Prueba la siguiente configuración en su lugar

ans0_bis <- ergm(
  network_111 ~
    edges +
    nodematch("hispanic") +
    nodematch("female1") +
    mutual + 
    esp(0:3) + 
    idegree(0:10)
    ,
  constraints = ~bd(maxout = 19),
  control = control.ergm(
    seed        = 1,
    MCMLE.maxit = 15,
    parallel    = 4,
    CD.maxit    = 15,
    MCMC.samplesize = 2048*4,
    MCMC.burnin = 30000,
    MCMC.interval = 2048*4
    )
  )

Aumentar el tamaño de muestra, para que las curvas sean más suaves, intervalos más largos (adelgazamiento), lo que reduce la autocorrelación, y un quemado más grande. Todo esto junto para mejorar la estadística de prueba de Gelman. También agregamos idegree del 0 al 10, y esp del 0 al 3 para coincidir explícitamente con esas estadísticas en nuestro modelo.

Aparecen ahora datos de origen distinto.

PR #1912, opened 2023-11-30
Update codecov to work based on diff

luisfpereira:
codecov is failing recurrently for very small differences in coverage (e.g. -0.01%). This PR changes its behavior to work based on differences to the last commit, accepting failures up to 1%.


luisfpereira:
P.S. problem still persists.

PR #1920, opened 2023-12-22
Improve documentation rendering

qbarthelemy:
## Issue

Correct equations, references, bullet points, etc rendering in documentation.
No code modification.


agramfort (approved):
❤️

geomstats/geometry/connection.py
```diff
@@ -363,7 +363,7 @@ def riemann_tensor(self, base_point):
         :math:`R_{ijk}^l = dx^l(R(X_j, X_k)X_i)`
 
         which gives :math:`R_{ijk}^lk` as a sum of four terms:
-        :math:`R_{ijk}^l =
+        :math:`R_{ijk}^l =`
```
luisfpereira, line 366: delete this line and fix above ``R_{ijk}^lk` -> `R_{ijk}^l` (see https://en.wikipedia.org/wiki/Riemann_curvature_tensor#Coordinate_expression).

(Sorry for asking for this, I know it does not come from this PR.)

luisfpereira (changes requested):
Thank you very much! Can you please just address my comment?

geomstats/geometry/connection.py
qbarthelemy: Is the correction what you wanted?

qbarthelemy: Can you also indicate how to correct these equations?

https://geomstats.github.io/api/geomstats.geometry.html#geomstats.geometry.fiber_bundle.FiberBundle.integrability_tensor_derivative

https://geomstats.github.io/api/geomstats.geometry.html#geomstats.geometry.pre_shape.PreShapeSpaceBundle.integrability_tensor_derivative

luisfpereira: I think there is an extra `_` that needs to be removed, i.e. it should be `:math:`\nabla_X Y |_P = nabla_x y`, since I think upper/lower case refer to vectors in total/base spaces.

luisfpereira (approved):

Issue #1928, opened 2024-01-15
Bug: Incorrect (3, 1) Riemann Tensor computation in PyTorch backend due to PyTorch autodiff jacobian `create_graph` being turned off


yangshengaa:
### Describe the bug

To compute the (3, 1) Riemann tensor, we need to differentiate through the Christoffel symbol of the second kind, which in turn is computed by differentiating through the metric. Both diffferentiations rely on autodiff in `pytorch.autograd.jacobian` as inherited from [geomstats._backend.pytorch.autodiff](https://github.com/geomstats/geomstats/blob/0102ceaeac84c39a9806cb1bd2853dbbbc134e48/geomstats/_backend/pytorch/autodiff.py#L90), but the `create_graph` stays `False` by default. This means the second time we call autodiff, no gradient information is tracked and thus the first two terms in Riemann tensor are zeros regardless. 

We could expose the `create_graph` argument to users with default still set to `False`, and just change locally how we compute the Riemann tensor without affecting other codes. 

Similar issues has been brought up, see [Bug: Jacobian of Jacobian in pytorch produces null matrices #1801](https://github.com/geomstats/geomstats/issues/1801) also. 

### Steps/Code to Reproduce

Below demonstrate that recursive calling to pytroch jacobian yields zero. 

```
# treat a single hidden layer neural net feature map as an immersion 
d = 3  # input dim 
w = 10 # hidden dim 
W = torch.randn((w, d))
nl = nn.Sigmoid() # Sigmoid nonlinearity

class NNFeatMap(ImmersedSet):
    def __init__(self, equip=True):
        super().__init__(dim=d, equip=equip)

    def immersion(self, point):
        res = nl(point @ W.T)
        return res

    def _define_embedding_space(self):
        return Euclidean(dim=w)

gs_model = NNFeatMap(equip=False)
gs_model.equip_with_metric(PullbackMetric)

# random input 
X = torch.randn(4, d)
jacobian_christoffels = gs.autodiff.jacobian_vec(gs_model.metric.christoffels)(X)
```

With Sigmoid nonlinearity, `jacobian_christoffels` should not be zero under random input, but in fact they are all zero. This is due to the mechnism above. 

This suggests the first two terms in Riemann tensor computation is incorrect, since they call exactly `gs.autodiff.jacobian_vec(self.metric.christoffels)(base_point)`.

### Expected Behaviour

Expected nonzero values.

### Actual Behaviour

Only zeros are thrown. 

### Your environment

[...]

Issue #1801, opened 2023-01-27
Bug: Jacobian of Jacobian in pytorch produces null matrices


tramy1258:
### Describe the bug

Computing `inner_product_derivative_matrix` in `FisherRaoMetric` requires computing Jacobian and Hessian of `pdf` at given base points. We would like to use Jacobian of Jacobian to compute Hessian matrix to be more time efficient, instead of computing Hessian and Jacobian separately. This method works in `autograd` but not in `pytorch` where outputs are just null matrices. The error can be reproduced with the code below. 

Another point that might be worth looking into is that using nested Jacobian produces matrix of shape `(...,1,dim,dim)` whereas using Hessian produces matrix of shape `(...,dim,dim)`.

### Steps/Code to Reproduce

```
import geomstats as gs

def test(x):
    return gs.array([gs.sum(x**4)])

# Basic case
point = gs.array([0.1,0.5])
jj = gs.autodiff.jacobian(gs.autodiff.jacobian(test))(point)
print(jj,jj.shape)
print('-'*30)

# Vectorized case
point = gs.array([[0.1,0.5],[0.2,0.7]])
jj = gs.autodiff.jacobian_vec(gs.autodiff.jacobian_vec(test))(point)
print(jj,jj.shape)
```

### Expected Behaviour

Similar behaviour to `autograd`.

### Actual Behaviour

Outputs null matrices.

### Your environment

```shell
* pytorch, autograd
* Windows 10
```

yangshengaa:
From my understanding, currently we are not able to differentiate on top of `gs.autodiff.jacobian_vec` because by default pytorch `TORCH.AUTOGRAD.FUNCTIONAL.JACOBIAN(...)` puts `create_graph=False`, which means the gradient infomation is not tracked when computing the first order, and thus cannot generate second order when calling it again. 

Below is the source code from [geomstats._backend.pytorch.autodiff](https://github.com/geomstats/geomstats/blob/main/geomstats/_backend/pytorch/autodiff.py):

```
def jacobian_vec(func, point_ndim=1):
    """<some docstrings>
    """

    def _jacobian(point):
        if point.ndim == point_ndim:
            return _torch_jacobian(func=lambda x: func(x), inputs=point)
        return _torch.stack(
            [
                _torch_jacobian(func=lambda x: func(x), inputs=one_point)
                for one_point in point
            ],
            axis=0,
        )

    return _jacobian
```

you see that `create_graph=True` is not there.

[...]

PR #1929, opened 2024-01-16
set create_graph to True in `pytorch` jacobian and hessian computations to align with behaviors in `autograd` backend

yangshengaa:
By default, pytorch turns off the `create_graph` flag for runtime and memory concerns in its jacobian and hessian computations. However, this means we are not able to continue differentiate through the jacobian (see [Bug: Jacobian of Jacobian in pytorch produces null matrices #1801](https://github.com/geomstats/geomstats/issues/1801)) and may incur incorrect computations in geometric quantities such as Riemann tensor (see [Bug: Incorrect (3, 1) Riemann Tensor computation in PyTorch backend due to PyTorch autodiff jacobian create_graph being turned off #1928](https://github.com/geomstats/geomstats/issues/1928))

This PR merely sets the `create_graph` to True by default for simplicifty, potentially at the cost of runtime and memory. But with this we are able to fully align with the behaviors in `autograd` backend.

### DIFF
--- a/geomstats/_backend/pytorch/autodiff.py
+++ b/geomstats/_backend/pytorch/autodiff.py
@@ -82,7 +82,7 @@ def jacobian(func):
     """
 
     def _jacobian(point):
-        return _torch_jacobian(func=lambda x: func(x), inputs=point)
+        return _torch_jacobian(func=lambda x: func(x), inputs=point, create_graph=True)
 
     return _jacobian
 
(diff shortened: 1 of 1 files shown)


luisfpereira:
Thanks @yangshengaa, I can take it from here (I'll make some fixes and add tests to ensure we do not forget the reason to add the flag).

ninamiolane:
@luisfpereira should this PR be closed, now that https://github.com/geomstats/geomstats/pull/1930 is merged?

PR #1930, opened 2024-01-17
Fix and clean value_and_grad

luisfpereira:
Inspired by #1929, this PR is the first of a series of PRs that intends to fix and clean the `autodiff` backend module.

In this PR, the focus is the `value_and_grad` function. The following is done:

* vectorization is fixed, i.e. `value_and_grad` is now able to handle (correctly) batches of points

* `point_ndims` variable is added, following a similar behavior as `argnums` (used both in `autograd` and `pytorch`). This variable is required to handle vectorization properly

* custom gradient is fixed for `pytorch` to allow a custom computation of the squared distance gradient (see `SpecialEuclidean` and `Grassmannian`). Before this was only working for `autograd`

* custom gradient is improved for `pytorch` backend with potential gains in performance for the cases where only the gradient wrt to some variables is required for a multivariable function

* `to_numpy` flag is removed, as it is useless (this behavior must be controlled from outside)

* the tests are updated to new style and several additional use cases are added (in particular regarding vectorization). Mostly all `value_and_grad` use cases should now be being tested.  There's still a small proportion of  tests in the old style, but they will be updated in the following up PRs

* all the uses of `value_and_grad` are updated to ensure correct use of the updated API

### DIFF
--- a/geomstats/_backend/autograd/autodiff.py
+++ b/geomstats/_backend/autograd/autodiff.py
@@ -5,6 +5,56 @@ import autograd.numpy as _np
 from autograd import jacobian
 
 
+def _get_max_ndim_point(*points):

Un ejemplo de un ERGM terrible (no hay convergencia en absoluto). También, un buen ejemplo de por qué ejecutar múltiples cadenas puede ser útil

Más sobre convergencia MCMC

Para más sobre este tema, recomiendo revisar capítulo 1 y capítulo 6 del Manual de MCMC (Brooks et al. 2011). Ambos capítulos están disponibles para descarga gratuita desde el sitio web del libro.

Para GOF echa un vistazo a la sección 6 del tutorial ERGM 2016 Sunbelt, y para una revisión más técnica, puedes echar un vistazo a (David R. Hunter, Goodreau, and Handcock 2008).

Interpretación Matemática

Una de las partes más críticas del modelado estadístico es interpretar los resultados, si no la más importante. En el caso de ERGMs, un aspecto clave se basa en estadísticas de cambio. Supón que nos gustaría saber qué tan probable es que el vínculo y_{ij} ocurra, dada el resto de la red. Podemos calcular tales probabilidades usando lo que la literatura a veces describe como el muestreador de Gibbs.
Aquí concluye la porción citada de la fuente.